The Vatican announced Saturday that Pope Francis has recognized the heroic virtues of a 14-year-old Italian boy who died in 1963.
The pope advanced the cause of Angiolino Bonetta, along with four others, following a July 10 meeting with Cardinal Angelo Becciu, prefect of the Congregation for the Causes of Saints.
Bonetta was born on Sept. 18, 1948, in Cigole, northern Italy. A lively but virtuous boy, he excelled at school as well as at sports.
When a pain developed in his knee, he attributed it to his athletic activities. But when he began to lose weight, his mother took him to hospital, where he was diagnosed with bone cancer, at the age of 12. He underwent chemotherapy and his leg was amputated.
According to an account of his life in “Saints for the Sick,” a 2010 book by Joan Carroll Cruz, Bonetta remained cheerful and his acceptance of his illness inspired conversions. When a nun suggested that he should offer up his sufferings, he replied: “I have already offered all to Jesus for the conversion of sinners. I am not afraid; Jesus always comes to help me.”
To a woman who expressed sympathy on seeing him walking painfully on crutches, he said: “But don’t you know that at every step I could save a soul?”
When the cancer metastasized, increasing his agony, he turned for comfort to the Virgin Mary and received the Eucharist daily. He held tight to a crucifix and other holy objects, including a relic of St. Bernadette of Lourdes. He spent his nights praying the rosary for other patients who were sick in mind and body.
“Saints for the Sick” reports that the day before his death, on Jan. 28, 1963, he told his mother: “I have made a pact with the Madonna. When the hour arrives, she will come to take me. I have asked her to permit me to make my purgatory on this earth, not in the other world. When I die, I will immediately fly to heaven.”
At the moment of his death, in the early hours, he was holding his crucifix and St. Bernadette relic, with his head turned towards a statue of Mary.

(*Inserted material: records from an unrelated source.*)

PR #593, opened 2026-06-21
fix(nav): hide Workspace/Customize toggle in vertical nav layouts

platberlitz:
This PR hides the 'Show Workspace and Customize' toggle when the navigation layout is set to vertical, since those shortcuts are hard-coded into the side rail in that mode.


platberlitz:
Nevermind

PR #598, opened 2026-06-21
fix: improve mobile UI padding, corners, and opacity

platberlitz:
# Summary

**Mobile only**
- Reduced message and chat edge padding
- Softer rounded corners
- Slight paper texture (toggleable, off by default in Mobile dropdown settings)
- Lower top bar height
- Edge-to-edge bottom chat bar and message box
- Theme-aware thought box with less margin


Geechan:
Breaks desktop padding. Thoroughly test this PR on desktop before finalising this PR:

image

Should look like this (current staging):

image

platberlitz:
I swear no matter how many times I say it's mobile-only it touches desktop anyway.

platberlitz:
Should be decoupled on desktop now, I checked. You can check too just in case I missed something (make sure to hard refresh)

Bonetta’s sainthood cause opened May 19, 1998. The diocesan phase of the process ended May 6, 2000. Following the decree announced July 11 Bonetta’s title will change from “Servant of God” to “the Venerable.”
Pope Francis also authorized decrees concerning four other causes during his meeting with Becciu Friday.
He recognized a miracle attributed to the intercession of the Venerable Mariantonia Samà (1875-1953), a southern Italian laywoman who died following a life of great hardship, including 60 years of confinement to her bed. The move paves the way for her beatification.
He acknowledged the heroic virtues of the Servant of God Eusebio Kino (1645-1711), an Italian Jesuit explorer and cartographer who died in Mexico after extensive travels, including to present-day California and Arizona. He established 24 missions and visiting stations, and opposed the forced labor in silver mines imposed on Indigenous peoples by the Spanish.
The pope also recognized the heroic virtues of the Servant of God Mariano José de Ibargüengoitia y Zuloaga (1815-1888), a Spanish priest who co-founded the Institute of the Servants of Jesus, and the Servant of God Maria Félix Torres (1907-2001), founder of the Company of the Savior.